By Iva Veazey, World Association of Sex Coaches Certified Sex Coach
Prelude: To a classically trained musician, the word “prelude” has contradictory definitions. From Bach (a prelude to a fugue) to Chopin (a song unto itself), there are many ways to utilize the concept of a prelude. It is my desire that this information will be not only a topic unto itself, but a heartfelt prelude to deeply understand and love being who you truly are.
May this essay also serve to help you develop the beginnings of compassion toward others and respect who they really are, even if they present themselves in a way that is completely different from anything you’ve ever known.
Why Don’t People Understand Gender Isn’t Binary?
Variations on gender identity and using the requested pronouns appear to be uncomfortable for a huge segment of the population. Though many people are now finding their way toward accepting transgender, MTF or FTM, they are confused by the concept of non-binary, gender-queer, and other labels outside of the specific boy/girl dynamic.
Gender binary is a restrictive social construct. It holds strong to the idea that gender and genitalia are specifically matched in all cases. Even with more acceptance of trans identity, questions like, “What kind of surgeries have you had to make your body more in alignment with your gender identity?” or “What is your body like under your clothes?” still seem to be a first reaction from many who try to understand from a purely binary and physical perspective. The thought that these intensely intimate questions could be perceived as rude and invasive doesn’t even cross their minds.
But is it any wonder? The limited sex education that most people receive is generally a brief description of penis-in-vagina penetration, leading to babies that are, of course, male or female. This perpetuates the binary expectations of sex, gender, personality, style, activities, etc., that all start with the genitals a person is born with.
This all too familiar view of “normal” does not usually consider intersex people (one in 2,000 people are born with some form of gender and chromosomal variations from the binary norm) or any other individual gender or sex identity variation (i.e., non-binary, trans, demigender, queer, gender queer, gender fluid, any combination of these and more).
Why Use Gender Labels At All?
Why are all the labels and identifiers necessary? In a world where diversity is marginalized and worse, this can be an easier way for a person to express their unique qualities. I feel that in some ways, the labels are a response to people needing to feel real in a limited world. Identifying with a label, or declaring that they are more than a label, is a way of breaking down the walls of the norm and paving a way toward authenticity. We are unlimited creatures and to tell children that they must fit into a certain role, right from the start of life, is stifling, smothering, and denies them their personal truth.
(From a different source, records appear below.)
PR #505, opened 2024-07-18
Feature: Export a QueryResult with annotations as a YOLO dataset ready for training

kbolashev:
With this PR, It should be easier to train a YOLO model on a project with annotations:

```python
yaml_path = ds.all().download_as_yolo()

from ultralytics import YOLO
yolo = YOLO("yolov8n.pt")
yolo.train(data=yaml_path)
```

### DIFF
--- a/dagshub/data_engine/model/query_result.py
+++ b/dagshub/data_engine/model/query_result.py
@@ -1,13 +1,20 @@
 import inspect
 import logging
+from collections import Counter
 from concurrent.futures import as_completed, ThreadPoolExecutor
 from dataclasses import field, dataclass
 from os import PathLike
 from pathlib import Path
 from typing import TYPE_CHECKING, List, Dict, Any, Optional, Union, Tuple, Literal
+import os.path
 
 import dacite
+import dagshub_annotation_converter.converters.yolo
 import rich.progress
+from dagshub_annotation_converter.formats.yolo import YoloContext
+from dagshub_annotation_converter.formats.yolo.categories import Categories
+from dagshub_annotation_converter.formats.yolo.common import ir_mapping
+from dagshub_annotation_converter.ir.image import IRImageAnnotationBase
 
 from dagshub.common import config
 from dagshub.common.analytics import send_analytics_event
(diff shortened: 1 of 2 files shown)


dagshub/data_engine/model/query_result.py
```diff
@@ -482,6 +489,81 @@ def dp_url(dp: Datapoint):
...
+                ann_type = type(ann)
+                ann_types[ann_type] = ann_types.get(ann_type, 0) + 1
+            for cat in ann.categories.keys():
+                categories.get_or_create(cat)
+
+        if annotation_type is None:
+            annotation_types = [type(ann) for ann in annotations]
+            counter = Counter(annotation_types)
+            most_common = counter.most_common(1)
+            annotation_type = ir_mapping[most_common[0][0]]
```
simonlsk, line 542: What is `ir_mapping` ? 
Why does `type(<something>)` return an array of arrays? 
Both things are not verbose enough IMO, both requires reading the further and I can't deduce what those functions do from reading this code.

dagshub/data_engine/model/query_result.py
```diff
@@ -482,6 +489,81 @@ def dp_url(dp: Datapoint):
...
+
+        # Add the source prefix to all annotations
+        for ann in annotations:
+            ann.filename = os.path.join(self.datasource.source.source_prefix, ann.filename)
+
+        # If there's no folder "images" in the datasource, prepend it to the path
+        if not any("images/" in ann.filename for ann in annotations):
+            for ann in annotations:
+                ann.filename = os.path.join("images", ann.filename)
+            image_download_path = Path(download_dir) / "images"
```
simonlsk, line 555: So for example images will be downloaded to `$pwd/dagshub_export/data/images`

dagshub/data_engine/model/query_result.py
```diff
@@ -482,6 +489,81 @@ def dp_url(dp: Datapoint):
...
+
+        context = YoloContext(annotation_type=annotation_type, categories=categories)
```
simonlsk, line 557: You should probably allow pass through of categories as well, I guess.

dagshub/data_engine/model/query_result.py
```diff
@@ -482,6 +489,81 @@ def dp_url(dp: Datapoint):
...
+        context.path = image_download_path
+
+        log_message("Downloading image files...")
+        self.download_files(image_download_path)
```
simonlsk, line 561: Can I not download the actual images if I have them?

setup.py
```diff
@@ -42,6 +42,10 @@ def get_version(rel_path: str) -> str:
     "python-dateutil",
     "tenacity~=8.2.3",
     "boto3",
+    # FIXME: GO BACK TO REGULAR IMPORT AFTER THIS IS MERGED
+    "dagshub-annotation-converter @ "
+    + "git+https://github.com/DagsHub/"
+    + "dagshub-annotation-converter@refactor/static-annotations#egg=dagshub-annotation-converter",
```
simonlsk, line 48: - [ ] Not forget

simonlsk (changes requested):
Pretty straight forward, looks good overall.
I have a few suggestions and questions.

dagshub/data_engine/model/query_result.py
kbolashev: If you have them at the exact path they will be downloaded to, then the downloader will skip them.
I don't expect users to guess exactly where it will get downloaded to though to be honest

dagshub/data_engine/model/query_result.py
kbolashev: Only if there's no `images` in the paths. I think if you have your datasource at `/data/images`, that will actually happen already, since I'm not exporting with the whole repository path.
So a dp `1.png` will just get downloaded to `1.png`, and I want it to be in `images/1.png`.

I need to have the `images` in the paths for the whole `images <-> labels` switch to work, so that's why I add it here.

dagshub/data_engine/model/query_result.py
kbolashev: Is there a usecase for it? because it's not like YOLO can annotate stuff that wasn't in the training data.

Besides allowing users to annotate their own stuff will also need some safety checking, what if there are missing categories?

dagshub/data_engine/model/query_result.py
kbolashev: ir_mapping is a mapping from the intermidary classes to the YOLO types.
So if it's an `IRImageSegmentationAnnotation`, it will be `segmentation` for example.

will it be better if i rename it to `ir_to_yolo_type_mapping`?

PR #428, opened 2021-03-30
Rename AddWithEqualityCheck to AddAllowDuplicates

matthchr:
- Other Add methods also now have the "New" suffix to match.
  - AddWithEqualityCheck renamed to Add.


matthchr:
I was sold on this and after having done it I am less sold again... curious at others thoughts

matthchr:
As discussed elsewhere, what about leaving `Add` as `Add` and making the new method `AddAllowDuplicates` or `AddAllowCollision`?

Porges (approved):

theunrepentantgeek (approved):
Looks good enough to me. I can't think of a better name.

To step up and say “I’m queer, trans, gay, a crossdresser, etc.” requires a great deal of courage, but to speak your truth gives you access to like-minded people and the opportunity to connect in ways that feel real and rich.
Sometimes it’s dangerous to step into your truth.
Sometimes it can save your life to do so.
Some people make labels a hard and fast rule that require stiff and unnatural representations that unfortunately do not represent everyone. Therefore, there seems to be an ever-growing number of ways that people identify.
So, what do we do? How do we manage?
ASK how a person identifies and respect their response. It’s as important as getting their name correct.
When addressing a crowd, use gender neutral language, such as they, them, people, parent, etc. It’s tricky to get used to. But like learning to ride a bike, these habits become more natural with practice.